● **Supplied material**
PR #380, opened 2021-02-23
Add deprecation warnings for all object references in ImagingPath except objectHeight.

dccote:
`fanAngle`, `fanNumber` and `rayNumber` in `ImagingPath` are not necessary: we have `ObjectRays` to create default rays for an object.  The only variable needed is `objectHeight`, which was kept.

### DIFF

● **Instructions to follow**
Each line, from the one that holds "which was kept." through the last line of the entries, must be repeated exactly. Leave out everything else.

● **Output for this task**
`fanAngle`, `fanNumber` and `rayNumber` in `ImagingPath` are not necessary: we have `ObjectRays` to create default rays for an object.  The only variable needed is `objectHeight`, which was kept.

### DIFF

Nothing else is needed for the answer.